Records contained in a dataset
----------

Issue #1157, opened 2021-06-22
CI/CD: Cannot connect to the Docker daemon at unix:///var/run/docker.sock


jiazhang0:
https://github.com/alibaba/inclavare-containers/pull/1156/checks?check_run_id=2882172170

See "Load docker image".

It seems that we need to add some wait time to ensure dockerd is running well.

jiazhang0:
Another case: https://github.com/alibaba/inclavare-containers/pull/1156/checks?check_run_id=2882171917

jiazhang0:
Building skeleton can also trigger this issue. https://github.com/alibaba/inclavare-containers/pull/1173/checks?check_run_id=2890682486 (already re-run).

PR #1185, opened 2021-06-23
CI/CD: fix docker daemon not start problem and add make package action

haosanzi:
Fixes: #1157

### DIFF
--- a/.github/actions/start-docker-daemon/action.yml
+++ b/.github/actions/start-docker-daemon/action.yml
@@ -1,0 +1,17 @@
+name: 'start_docker_daemon'
+description: 'start_docker_daemon'
+inputs:
+  container-id:  # id of input
+    description: 'The running container id'
+    required: true
+runs:
+  using: "composite"
+  steps:
+  - id: start-docker-daemon
+    run: |
+      docker exec ${{ inputs.container-id }} bash -c '
+      (dockerd -b docker0 --storage-driver=vfs &);
+      while [ ! -S /var/run/docker.sock ]; do
+        sleep 10;
+      done'
+    shell: bash
--- a/.github/actions/make-packages/action.yml
+++ b/.github/actions/make-packages/action.yml
@@ -1,0 +1,45 @@
+name: 'make_packages'
+description: 'make_packages'
+inputs:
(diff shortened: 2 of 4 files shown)


.github/actions/start-docker-daemon/action.yml
```diff
@@ -0,0 +1,18 @@
...
+    description: 'The running container id'
+    required: true
+runs:
+  using: "composite"
+  steps:
+  - id: start-docker-daemon
+    run: |
+      docker exec -d ${{ inputs.container-id }} bash -c '
+      while [ ! -f /var/run/docker.sock ] ;
+      do
```
jiazhang0, line 14: change to:
```shell
while [ ! -f /var/run/docker.sock ]; do
...
```

.github/actions/start-docker-daemon/action.yml
```diff
@@ -0,0 +1,18 @@
...
+        dockerd -b docker0 --storage-driver=vfs;
```
jiazhang0, line 15: why not run in background mode?

haosanzi: If I add `&`, then the shell script will get the error as follow. I found delete `&` is ok because `docker exec -d` can achieve a similar effect.
```
# docker exec -t test bash -c 'while [ ! -f /var/run/docker.sock ] ; do dockerd -b docker0 --storage-driver=vfs &; exit -1; done'
bash: -c: line 0: syntax error near unexpected token `;'
bash: -c: line 0: `while [ ! -f /var/run/docker.sock ] ; do dockerd -b docker0 --storage-driver=vfs &; exit -1; done'

# docker exec -t test bash -c 'while [ ! -f /var/run/docker.sock ] ; do dockerd -b docker0 --storage-driver=vfs; exit -1; done'
......
INFO[2021-06-23T15:46:07.964155276Z] API listen on /var/run/docker.sock
```

haosanzi: The test result is in [link](https://github.com/haosanzi/inclavare-containers/runs/2896682425?check_suite_focus=true)

Issue #1123, opened 2021-06-18
rune exec: how to exec new process using docker with rune?


lifeng68:
Hi, I am using the docker with rune and WAMR as the enclave runtime. I can run the container successfully, but when i exec the new process in container, it failed:

```
~/enclave/inclavare-containers ‹master*› » sudo docker ps                                                                                                              126 ↵
CONTAINER ID   IMAGE          COMMAND           CREATED       STATUS       PORTS     NAMES
13111117dd50   wamr-sgx-app   "/run/rune/app"   3 hours ago   Up 3 hours             cool_sinoussi
f246e9bda16a   ff5fee98b32c   "bash"            2 days ago    Up 2 days              focused_wozniak
~/enclave/inclavare-containers ‹master*› » sudo docker exec -it 13111117dd50 /run/rune/app
OCI runtime exec failed: exec failed: container_linux.go:279: creating new parent process caused "container_linux.go:408: creating child agent pipe caused \"dial unix /var/run/docker/runtime-runc/moby/13111117dd5063b6dfdaad625bbcf4722bab1a9141fc0f887e74a52609baf811/agent.sock: connect: invalid argument\"": unknown
```
Can you help me with how to exec new precess in the running container?

jiazhang0:
@lifeng68 This issue is fixed and thus automatically closed. If you have any problem, plz reopen this issue.

PR #1190, opened 2021-06-25
rune: fix docker exec invalid argument problem

haosanzi:
Fixes: #1123

### DIFF
--- a/rune/libenclave/agent.go
+++ b/rune/libenclave/agent.go
@@ -8,7 +8,6 @@ import (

----------

- Exercise objective
From the preceding records, count the lines where "description" occurs and reply with the number only.

- Exercise response
4